WORK TO BE COMPLETED:
From the data that follows, copy every line holding the string "than".

:::

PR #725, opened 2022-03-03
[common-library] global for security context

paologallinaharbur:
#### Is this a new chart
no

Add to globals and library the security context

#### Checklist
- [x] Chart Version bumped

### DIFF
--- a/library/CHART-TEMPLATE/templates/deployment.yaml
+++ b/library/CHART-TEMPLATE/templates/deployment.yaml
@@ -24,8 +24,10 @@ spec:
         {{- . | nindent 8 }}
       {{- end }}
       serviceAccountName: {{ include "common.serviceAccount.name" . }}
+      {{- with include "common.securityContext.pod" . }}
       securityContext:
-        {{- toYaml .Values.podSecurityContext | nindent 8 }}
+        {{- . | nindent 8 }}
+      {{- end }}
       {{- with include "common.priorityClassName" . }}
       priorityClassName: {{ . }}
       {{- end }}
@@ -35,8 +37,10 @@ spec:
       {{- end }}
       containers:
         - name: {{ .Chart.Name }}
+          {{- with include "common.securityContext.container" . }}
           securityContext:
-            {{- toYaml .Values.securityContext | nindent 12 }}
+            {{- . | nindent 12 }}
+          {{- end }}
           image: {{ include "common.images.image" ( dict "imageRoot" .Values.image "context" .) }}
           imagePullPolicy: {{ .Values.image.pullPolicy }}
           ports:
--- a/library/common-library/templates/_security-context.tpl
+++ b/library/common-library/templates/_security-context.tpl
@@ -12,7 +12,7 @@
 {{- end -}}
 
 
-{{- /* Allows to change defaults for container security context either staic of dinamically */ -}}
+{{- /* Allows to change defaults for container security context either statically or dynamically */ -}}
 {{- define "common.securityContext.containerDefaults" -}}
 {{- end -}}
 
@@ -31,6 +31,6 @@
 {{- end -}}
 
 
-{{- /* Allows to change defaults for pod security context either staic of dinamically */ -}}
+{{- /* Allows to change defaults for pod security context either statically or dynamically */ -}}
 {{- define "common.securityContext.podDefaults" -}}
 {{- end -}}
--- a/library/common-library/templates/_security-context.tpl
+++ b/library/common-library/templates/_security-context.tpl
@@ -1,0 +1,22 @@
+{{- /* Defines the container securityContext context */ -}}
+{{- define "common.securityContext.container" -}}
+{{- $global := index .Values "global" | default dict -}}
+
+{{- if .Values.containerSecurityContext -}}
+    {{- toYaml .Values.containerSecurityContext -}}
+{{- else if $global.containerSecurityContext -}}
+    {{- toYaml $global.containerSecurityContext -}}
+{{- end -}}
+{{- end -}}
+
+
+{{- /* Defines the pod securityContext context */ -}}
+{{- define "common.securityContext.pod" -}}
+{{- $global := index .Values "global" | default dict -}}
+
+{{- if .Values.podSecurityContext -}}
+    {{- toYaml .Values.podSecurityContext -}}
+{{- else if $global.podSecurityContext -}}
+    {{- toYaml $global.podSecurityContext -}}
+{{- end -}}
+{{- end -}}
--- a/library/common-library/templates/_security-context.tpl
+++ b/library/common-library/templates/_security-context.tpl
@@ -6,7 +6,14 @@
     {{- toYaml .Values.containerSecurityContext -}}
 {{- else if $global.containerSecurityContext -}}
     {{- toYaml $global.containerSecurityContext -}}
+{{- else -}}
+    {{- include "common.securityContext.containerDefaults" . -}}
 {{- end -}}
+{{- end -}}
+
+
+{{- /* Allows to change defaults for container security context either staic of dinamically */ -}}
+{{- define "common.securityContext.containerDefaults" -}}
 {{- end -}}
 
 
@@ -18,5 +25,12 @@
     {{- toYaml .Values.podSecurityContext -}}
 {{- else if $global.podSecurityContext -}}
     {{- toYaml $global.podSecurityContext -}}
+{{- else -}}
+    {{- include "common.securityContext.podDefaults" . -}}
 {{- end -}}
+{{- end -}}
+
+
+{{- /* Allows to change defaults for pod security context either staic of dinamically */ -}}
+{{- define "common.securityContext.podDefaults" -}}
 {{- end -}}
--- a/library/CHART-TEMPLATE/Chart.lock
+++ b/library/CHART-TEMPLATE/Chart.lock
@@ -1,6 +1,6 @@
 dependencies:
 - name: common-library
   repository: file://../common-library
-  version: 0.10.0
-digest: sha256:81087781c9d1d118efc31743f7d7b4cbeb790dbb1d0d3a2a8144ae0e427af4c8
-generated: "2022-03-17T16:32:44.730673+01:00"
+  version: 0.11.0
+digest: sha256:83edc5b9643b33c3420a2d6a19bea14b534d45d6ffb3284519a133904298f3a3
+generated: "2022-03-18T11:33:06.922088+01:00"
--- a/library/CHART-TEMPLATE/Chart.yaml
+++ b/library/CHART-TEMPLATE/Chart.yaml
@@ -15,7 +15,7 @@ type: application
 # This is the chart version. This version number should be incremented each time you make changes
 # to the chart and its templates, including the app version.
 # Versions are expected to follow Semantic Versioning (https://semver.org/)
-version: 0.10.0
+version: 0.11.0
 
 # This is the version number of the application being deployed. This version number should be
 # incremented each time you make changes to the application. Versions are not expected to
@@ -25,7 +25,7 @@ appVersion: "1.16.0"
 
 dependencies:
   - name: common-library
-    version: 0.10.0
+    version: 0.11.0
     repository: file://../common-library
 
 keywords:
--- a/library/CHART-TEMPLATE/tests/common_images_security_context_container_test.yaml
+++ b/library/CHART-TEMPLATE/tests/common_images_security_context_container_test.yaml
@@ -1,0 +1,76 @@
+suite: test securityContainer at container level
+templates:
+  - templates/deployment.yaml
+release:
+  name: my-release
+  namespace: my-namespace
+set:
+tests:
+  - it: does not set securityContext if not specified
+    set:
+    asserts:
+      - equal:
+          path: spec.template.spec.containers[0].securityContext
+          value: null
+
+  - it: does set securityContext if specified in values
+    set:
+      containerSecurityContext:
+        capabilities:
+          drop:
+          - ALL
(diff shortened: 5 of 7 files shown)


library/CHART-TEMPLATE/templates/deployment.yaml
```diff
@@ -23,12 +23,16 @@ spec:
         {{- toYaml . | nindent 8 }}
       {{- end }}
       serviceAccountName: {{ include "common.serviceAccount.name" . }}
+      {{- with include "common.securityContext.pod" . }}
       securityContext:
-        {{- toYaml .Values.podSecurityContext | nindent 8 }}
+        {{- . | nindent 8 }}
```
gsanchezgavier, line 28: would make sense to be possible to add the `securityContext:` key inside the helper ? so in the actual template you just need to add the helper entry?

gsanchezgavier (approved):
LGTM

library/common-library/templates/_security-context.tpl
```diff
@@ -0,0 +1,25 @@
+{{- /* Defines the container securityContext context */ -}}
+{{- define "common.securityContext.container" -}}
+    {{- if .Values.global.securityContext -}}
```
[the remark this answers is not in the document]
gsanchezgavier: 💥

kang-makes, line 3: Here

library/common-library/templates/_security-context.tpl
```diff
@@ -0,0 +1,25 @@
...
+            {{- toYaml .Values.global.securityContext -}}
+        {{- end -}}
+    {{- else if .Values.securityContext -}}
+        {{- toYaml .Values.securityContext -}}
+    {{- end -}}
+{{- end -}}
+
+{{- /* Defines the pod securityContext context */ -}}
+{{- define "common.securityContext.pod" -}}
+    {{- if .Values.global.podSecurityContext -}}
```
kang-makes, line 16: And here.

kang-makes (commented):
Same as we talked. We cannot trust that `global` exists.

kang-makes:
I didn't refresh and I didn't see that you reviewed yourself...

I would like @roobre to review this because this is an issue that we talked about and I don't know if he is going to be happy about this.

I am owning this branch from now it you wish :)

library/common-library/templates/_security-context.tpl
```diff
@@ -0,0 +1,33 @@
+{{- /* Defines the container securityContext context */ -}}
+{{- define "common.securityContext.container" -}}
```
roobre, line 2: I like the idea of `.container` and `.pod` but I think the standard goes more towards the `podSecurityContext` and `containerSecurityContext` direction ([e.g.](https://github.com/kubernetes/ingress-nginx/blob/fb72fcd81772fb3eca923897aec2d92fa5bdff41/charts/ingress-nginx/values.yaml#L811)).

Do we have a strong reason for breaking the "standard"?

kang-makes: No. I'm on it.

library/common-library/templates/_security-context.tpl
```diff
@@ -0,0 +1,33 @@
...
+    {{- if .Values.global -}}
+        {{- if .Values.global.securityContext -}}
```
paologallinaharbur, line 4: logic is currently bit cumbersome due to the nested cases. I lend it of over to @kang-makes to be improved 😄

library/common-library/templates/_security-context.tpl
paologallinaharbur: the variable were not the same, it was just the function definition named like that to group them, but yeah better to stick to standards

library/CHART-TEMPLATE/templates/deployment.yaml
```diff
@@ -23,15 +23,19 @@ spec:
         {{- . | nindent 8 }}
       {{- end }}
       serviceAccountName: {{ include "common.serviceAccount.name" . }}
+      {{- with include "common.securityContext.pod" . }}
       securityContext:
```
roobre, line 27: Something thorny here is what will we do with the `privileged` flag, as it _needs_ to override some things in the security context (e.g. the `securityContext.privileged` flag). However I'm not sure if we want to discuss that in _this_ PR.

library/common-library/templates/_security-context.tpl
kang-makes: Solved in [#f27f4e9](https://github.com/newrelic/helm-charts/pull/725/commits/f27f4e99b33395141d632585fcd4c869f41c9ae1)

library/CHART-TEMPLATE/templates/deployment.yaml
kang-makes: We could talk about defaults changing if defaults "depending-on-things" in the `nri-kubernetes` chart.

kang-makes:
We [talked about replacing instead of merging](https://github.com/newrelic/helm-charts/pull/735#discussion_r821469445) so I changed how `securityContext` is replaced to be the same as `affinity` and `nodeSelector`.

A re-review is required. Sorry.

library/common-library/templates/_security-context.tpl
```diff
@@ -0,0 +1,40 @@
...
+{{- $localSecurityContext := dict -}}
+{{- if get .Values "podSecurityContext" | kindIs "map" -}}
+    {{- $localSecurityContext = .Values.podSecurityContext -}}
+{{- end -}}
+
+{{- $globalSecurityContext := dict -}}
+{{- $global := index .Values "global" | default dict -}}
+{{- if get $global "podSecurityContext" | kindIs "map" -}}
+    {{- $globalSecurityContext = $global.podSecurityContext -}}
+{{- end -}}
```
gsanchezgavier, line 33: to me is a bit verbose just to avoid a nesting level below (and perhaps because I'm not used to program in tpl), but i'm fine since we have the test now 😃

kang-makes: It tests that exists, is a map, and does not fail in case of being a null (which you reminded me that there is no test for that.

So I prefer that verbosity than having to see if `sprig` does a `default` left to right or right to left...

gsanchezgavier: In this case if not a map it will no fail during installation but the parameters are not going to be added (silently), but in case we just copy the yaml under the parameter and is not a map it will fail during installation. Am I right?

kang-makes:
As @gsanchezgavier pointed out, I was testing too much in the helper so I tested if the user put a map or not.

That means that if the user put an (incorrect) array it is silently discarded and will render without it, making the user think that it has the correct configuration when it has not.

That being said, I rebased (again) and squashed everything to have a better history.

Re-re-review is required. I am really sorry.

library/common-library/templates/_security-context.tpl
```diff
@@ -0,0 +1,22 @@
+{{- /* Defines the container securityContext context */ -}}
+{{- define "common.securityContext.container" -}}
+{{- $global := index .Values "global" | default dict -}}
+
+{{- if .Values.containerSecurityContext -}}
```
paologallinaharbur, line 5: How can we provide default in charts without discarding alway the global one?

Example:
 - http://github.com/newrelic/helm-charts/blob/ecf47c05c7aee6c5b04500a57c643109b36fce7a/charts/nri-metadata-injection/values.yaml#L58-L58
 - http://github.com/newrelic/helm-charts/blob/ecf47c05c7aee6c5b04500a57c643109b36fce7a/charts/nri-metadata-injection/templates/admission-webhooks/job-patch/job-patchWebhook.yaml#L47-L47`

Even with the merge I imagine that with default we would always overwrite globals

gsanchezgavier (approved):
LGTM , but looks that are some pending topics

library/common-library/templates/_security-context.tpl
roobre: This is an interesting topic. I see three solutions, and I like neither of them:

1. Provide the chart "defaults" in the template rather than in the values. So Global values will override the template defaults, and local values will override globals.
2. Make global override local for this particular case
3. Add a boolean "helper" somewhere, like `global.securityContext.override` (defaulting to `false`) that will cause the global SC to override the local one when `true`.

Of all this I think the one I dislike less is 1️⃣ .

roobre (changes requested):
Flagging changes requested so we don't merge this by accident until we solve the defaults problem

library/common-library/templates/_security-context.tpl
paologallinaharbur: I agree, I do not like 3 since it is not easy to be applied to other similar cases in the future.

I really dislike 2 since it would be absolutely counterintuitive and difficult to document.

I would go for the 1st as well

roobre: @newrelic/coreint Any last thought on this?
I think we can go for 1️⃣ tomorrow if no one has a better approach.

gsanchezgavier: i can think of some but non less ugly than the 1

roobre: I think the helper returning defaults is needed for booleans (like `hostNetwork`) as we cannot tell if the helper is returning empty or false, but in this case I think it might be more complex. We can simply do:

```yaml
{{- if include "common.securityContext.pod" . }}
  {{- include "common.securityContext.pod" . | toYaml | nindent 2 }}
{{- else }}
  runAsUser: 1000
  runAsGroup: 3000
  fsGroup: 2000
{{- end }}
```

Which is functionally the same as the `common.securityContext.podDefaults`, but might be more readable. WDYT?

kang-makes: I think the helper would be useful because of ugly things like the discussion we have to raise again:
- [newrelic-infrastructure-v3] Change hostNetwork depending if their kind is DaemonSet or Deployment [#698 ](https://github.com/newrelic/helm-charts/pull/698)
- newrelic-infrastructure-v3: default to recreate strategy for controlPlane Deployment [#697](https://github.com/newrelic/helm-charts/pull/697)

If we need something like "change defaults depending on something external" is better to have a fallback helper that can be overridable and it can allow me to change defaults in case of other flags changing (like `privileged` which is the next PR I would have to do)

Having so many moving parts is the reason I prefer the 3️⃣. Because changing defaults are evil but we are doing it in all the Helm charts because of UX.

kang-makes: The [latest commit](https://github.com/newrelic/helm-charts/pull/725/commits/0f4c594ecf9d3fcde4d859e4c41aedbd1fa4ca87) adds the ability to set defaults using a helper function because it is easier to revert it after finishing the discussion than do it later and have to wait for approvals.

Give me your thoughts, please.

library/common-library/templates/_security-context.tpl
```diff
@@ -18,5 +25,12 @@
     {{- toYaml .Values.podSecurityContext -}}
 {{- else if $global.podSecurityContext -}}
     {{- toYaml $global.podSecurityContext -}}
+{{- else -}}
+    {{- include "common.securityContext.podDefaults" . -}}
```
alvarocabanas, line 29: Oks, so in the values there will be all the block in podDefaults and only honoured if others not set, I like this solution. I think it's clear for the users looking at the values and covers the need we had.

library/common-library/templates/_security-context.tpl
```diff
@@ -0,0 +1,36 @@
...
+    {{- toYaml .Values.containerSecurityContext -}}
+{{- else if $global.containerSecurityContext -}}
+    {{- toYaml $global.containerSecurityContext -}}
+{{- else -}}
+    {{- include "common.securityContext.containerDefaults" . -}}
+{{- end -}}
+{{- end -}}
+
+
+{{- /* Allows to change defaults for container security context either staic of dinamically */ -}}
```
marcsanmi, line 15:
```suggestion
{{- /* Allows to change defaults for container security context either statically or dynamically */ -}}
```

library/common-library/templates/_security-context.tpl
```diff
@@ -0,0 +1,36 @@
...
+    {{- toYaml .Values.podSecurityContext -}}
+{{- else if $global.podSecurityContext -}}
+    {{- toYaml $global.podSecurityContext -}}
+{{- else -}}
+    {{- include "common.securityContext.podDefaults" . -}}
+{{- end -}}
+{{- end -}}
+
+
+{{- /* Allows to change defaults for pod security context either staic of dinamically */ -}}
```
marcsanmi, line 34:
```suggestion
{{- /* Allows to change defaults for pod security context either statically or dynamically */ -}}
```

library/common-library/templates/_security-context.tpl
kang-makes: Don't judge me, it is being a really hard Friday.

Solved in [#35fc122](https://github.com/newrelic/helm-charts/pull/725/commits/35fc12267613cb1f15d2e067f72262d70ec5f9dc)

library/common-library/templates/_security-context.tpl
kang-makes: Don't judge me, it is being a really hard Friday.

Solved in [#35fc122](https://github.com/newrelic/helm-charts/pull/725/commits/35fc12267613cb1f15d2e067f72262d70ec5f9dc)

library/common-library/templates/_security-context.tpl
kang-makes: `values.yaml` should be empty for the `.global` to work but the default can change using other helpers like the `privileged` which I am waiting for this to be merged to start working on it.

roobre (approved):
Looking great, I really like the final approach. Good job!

:::

YOUR SOLUTION:
So I prefer that verbosity than having to see if `sprig` does a `default` left to right or right to left...
1. Provide the chart "defaults" in the template rather than in the values. So Global values will override the template defaults, and local values will override globals.
gsanchezgavier: i can think of some but non less ugly than the 1
kang-makes: The [latest commit](https://github.com/newrelic/helm-charts/pull/725/commits/0f4c594ecf9d3fcde4d859e4c41aedbd1fa4ca87) adds the ability to set defaults using a helper function because it is easier to revert it after finishing the discussion than do it later and have to wait for approvals.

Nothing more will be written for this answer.